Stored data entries
====

Issue #518, opened 2020-08-23
Refactor Coordinate System


swharden:
This is a chicken and egg problem! In order to properly refactor the layout system (#513), the coordinate system must be refactored too. This is because coordinates depend on the layout system (e.g., `GetPixel()` needs to know the layout). 

I think it makes sense to put Layout state and axis state into a single module (with coordinate-to-pixel methods), and to pass this object to plottables (instead of the whole settings module). This refactor will be extensive, and should probably happen in its own branch.

Benefits from this refactor are: simplified layout system, faster unit/pixel transformations, better support for second Y axis, potential support for non-linear axes.

swharden:
After coding this up a bunch of different ways, I think the best way to do this is to have an object which just contains figure dimensions (pixel units) and axis dimensions (non-pixel units) all in one.

An ultimate goal will be for this object to have a `List<Plane>` where different plottables can support different planes (perhaps with a `PlaneIndex` property) allowing some plottables to be displayed using different Y scales. Note that a `Plane` has two `Axis` objects, and it's easy to create a `LinearAxis` and `LogAxis` with this system.

Magenta items are defined by the user, green items are calculated when needed. The new Layout procedure (#513) will simply look at the size of all the axis labels (#513) and tick labels (#514) to determine how to best define these values.

![image](https://user-images.githubusercontent.com/4165489/90990508-2b133b80-e570-11ea-9374-a49c467a6e24.png)

swharden:
Excellent progress has been made on this front (#519). Work will continue in #521

Issue #516, opened 2020-08-22
Refactor entire rendering system to use IRenderable


swharden:
**Goal:** Refactor _renderable_ plot items (anything that's not plotted on the coordinate space) into single modules which implement `IRenderable` (#511) that store configuration and rendering code in the same class. 
- [x] Figure background (#511)
- [x]  Data background (#511)
- [x]  Grid lines (#511)
- [x]  Benchmark (#511)
- [x]  Legend (#515, #517)
- [ ] Refactor the coordinate system (#518)
- [ ]  Refactor the layout system (#513)
- [ ]  Ticks and tick labels (#514)
- [ ]  Axis labels and title (#513)

These non-breaking changes should occur prior to the breaking changes introduced by ScottPlot 4.1 (#505, #506).

**Motivation:** Examples of tasks which are currently hard but will become easy after this refactor include alternative tick calculations (#394, #456), second Y axis (#180, #213, #478, #510), and placement customization of above-plot annotations (#321) and legends (#388).

swharden:
Excellent progress has been made on this front (#519). Work will continue in #521

Issue #513, opened 2020-08-22
Refactor Layout System


swharden:
### The Problem
It's time to refactor the axis label system (#505, #511) but the layout module [Layout.cs](https://github.com/swharden/ScottPlot/blob/master/src/ScottPlot/Config/Layout.cs) is highly coupled to it.

Axis label placement depends on the figure layout which depends on axis label size. Because of this circular problem, the axis label system cannot be refactored without also refactoring the Layout system. 

### Current System
The current layout system was created about a year ago (#156) and has many strengths:
* `Plot.Layout()` has many useful options so the user can adjust size and padding of layout elements
* `Plot.TightenLayout()` auto-adjusts the layout based on axis and tick label sizes

However, it has some weaknesses:
* Layout configuration code is separated from rendering code
* Layout auto-sizing is getting called to much. String measurement means this method is slow.
* Layout module stores dimensions rather than calculating them from plot objects (axis and tick labels)

### New System
The Layout system needs to be refactored with the goal of:
* Only recalculate layout when one of these occurs: 
  * A plot is rendered for the first time
  * `Plot.TightenLayout()` is called
  * A user control triggers a MouseUp event
* Rather than store label dimensions as properties, retrieve this information from the new AxisLabel classes.
* Same for tick label dimensions
* This refactor should make it easier to support a second Y axis

swharden:
Excellent progress has been made on this front. Work will continue in #521

PR #519, opened 2020-08-23
new coordinate and mouse interaction system

swharden:
As described in #518, the coordinate system will be refactored to combine it into a common module with the layout system. 

This will be done to improve the layout system (#513) and make it easier for the plot to auto-size itself based on axis label and tick dimensions, leading to the ability for these things to eventually implement `IRenderable` (#516)

The new coordinate system object (not the Settings module) will then be passed into the Render method of plottables (instead of the Settings module) which is a pretty big change so the version has been rolled from 4.0 to 4.1


StendProg:
Hi Scott, (@swharden )
It looks so promising that I can't get past it.
1. It will be possible to create `LogAxis` later. So maybe extract `IAxis` interface from `LinearAxis` and make dependency inversion now. 
```c#
public class Plane
{
  public IAxis X{get;set;}
  public IAxis Y{get; set;}
}
```

2. If you take the creation of the axes outside `Plane` it will make linking the `X` axes easier.
```c#
public FigureInfo()
{
     var XAxis = new LinearAxis();
     Planes.Add(new Plane(XAxis, new LinearAxis())); // primary Y
     Planes.Add(new Plane(XAxis, new LinearAxis())); // secondary Y
}
```
Although hiding the `axes` specific from the `FigureInfo` also good disign.

3. If you think about something really bold, for example, the future implementation of polar axes. You can't just delegate `GetPixel` from `FigureInfo` to `Plan.Axis.GetPixel()`. You need layer methods `Plane.GetPixelX()`, `Plane.GetPixelY()` because GetPixelX() will depend on both `X` and `Y` axes for polar axes.

4. `LinearAxes.GetUnit(float pixel, bool inverted)` suggests itself.  It may never be used, but it must be.

5. This `inverted` flag can be removed by creating `LinearAxisInverted` class
```c#
public class LinearAxisInverted: LinearAxis
{
  public override float GetPixel()
  {
      ...
  }
}
```
But you can leave it as it is, everything is also very clear.

swharden:
Hi @StendProg I am very happy you like this design!

1) **Interfaces:** Using interfaces here is definitely a good idea. I had `IAxis` and `IPlane` interfaces in earlier implementations but haven't abstracted them here yet. I will certainly do this.

2) **Two planes with a shared axis:** I really like your idea of passing in axes when creating a plane! I will implement this next. Not only does this make it easier for two planes to share a Y axis, but it provides a path for _two different plots_ to share an axis too. Another goal of this refactor is to make it easier to link axes from multiple plots together (by sharing a reference to the common axes).

3) **Polar Coordinates:** I did not consider this! However when I try to think of class structures that support this, it is not obvious whether or not this is achievable. It seems `PolarPlane` would be an `IPlane` that does not hold any `IAxis` objects (it tracks its own coordinates in the class), but panning and zooming get confusing. I may choose not to support polar coordinates now, and come back to this idea in the future.

4) **`GetUnit()` to compliment `GetPixel()`:** Indeed, this is a good idea! Similar to point 1, I'll try to implement abstractions and functionality only when I'm ready to use them. This will be useful for things like "get position under cursor".

5) **`LinearAxisInverted` instead of passing a `bool`:** Thank you for this great idea! I will do this

Thank you for reviewing this design! I am very happy about the direction this is going, and I look forward to implementing some of your excellent suggestions 👍

swharden:
This work will be continued in #521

====

If a line in the records contains "single", report it.

I think it makes sense to put Layout state and axis state into a single module (with coordinate-to-pixel methods), and to pass this object to plottables (instead of the whole settings module). This refactor will be extensive, and should probably happen in its own branch.
**Goal:** Refactor _renderable_ plot items (anything that's not plotted on the coordinate space) into single modules which implement `IRenderable` (#511) that store configuration and rendering code in the same class. 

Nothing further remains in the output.